Socio-economic deprivation has an influence on the outcome for patients diagnosed with breast, colorectal and bronchial cancer.
However, there are few data on its association with gastric cancer.
Dr Michael Stephens and colleagues from Wales determined influences of socio-economic deprivation on outcomes for patients with gastric cancer.
| Operative mortality is 3-fold higher for patients from the most deprived areas|
|Scandanavian Journal of Gastroenterology|
The researchers prospectively studied 330 consecutive patients with gastric adenocarcinoma presenting to a single hospital between 1995 and 2004.
Deprivation scores were calculated using the National Assembly for Wales Indices of Multiple Deprivation.

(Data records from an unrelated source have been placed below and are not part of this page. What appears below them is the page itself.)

PR #4989, opened 2024-06-20
EES-4781 remove data catalogue feature flag

amyb-hiveit:
Removes the feature flag on the new Data Catalogue page, plus:
- updates unit and UI tests
- improves the check for api data sets in DataCataloguePage
- moves `publicationSortOptions`, `publicationFilters`, `DataSetFileSortOption` and `DataSetFileFilters` to their own files to prevent mysterious errors in tests
- removes old data catalogue files


src/explore-education-statistics-frontend/src/modules/data-catalogue/DataCataloguePage.tsx
```diff
@@ -66,64 +639,51 @@ export const getServerSideProps: GetServerSideProps<Props> = async context => {
...
+    const selectedPublication = themes
+      .flatMap(option => option.topics)
+      .flatMap(option => option.publications)
+      .find(option => option.slug === publicationSlug);
 
-    // Redirect old slug based links to new format.
-    if (newDesign) {
-      const redirectUrlQuery = selectedRelease
-        ? `publicationId=${selectedPublication.id}&releaseId=${selectedRelease.id}`
+    if (selectedPublication) {
```
sambiramairelogic, line 649: I wonder if it's worth being a bit stricter about this - If you put in any old garbage in place of the slugs this will evaluate `selectedPublication` as undefined, fall through and display the page as if you'd just visited `./data-catalogue` without the slugs. This will be a pain point for SEO at the very least because we're serving duplicated content for two URLs, but also Google could end up indexing it too leading to more redirects. I'd recommend we serve a 404 in this case (or redirect to `./data-catalogue`, but then that raises the question of why we don't do that elsewhere for other routes). 

Finally, I tried this out on the live site and realised we have the same problem, so apologies for flagging something you haven't introduced but it would be nice to sort it :)

sambiramairelogic:
Changing the data catalogue path to use search parameters rather than slugs will have implications for the sitemap, which is still being populated with the old routes, e.g. 
`          
{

The research team subdivided the patients into quintiles for analysis, with quintile 5 as the most deprived areas and quintile 1 as the least deprived area.
The researchers found that inhabitants in quintile 5 were younger at presentation, and had longer delays in diagnosis compared with patients from quintile 1.
Operative mortality was 3-fold higher for patients from the most deprived areas when compared with patients from less deprived areas.
The team found no correlation between stage of disease and socio-economic deprivation.
The researchers observed that for patients undergoing potentially curative surgery, the 5-year survival for patients from the most deprived areas was 32%.
However, for patients from the least deprived areas, 5-year survival was 66%.
Dr Stephens' team reports “Socio-economic deprivation was associated with younger age at diagnosis, longer diagnostic delay, greater operative mortality and a shorter duration of survival following R0 gastrectomy.”
“These poorer outcomes were not explained by the stage of disease at diagnosis.”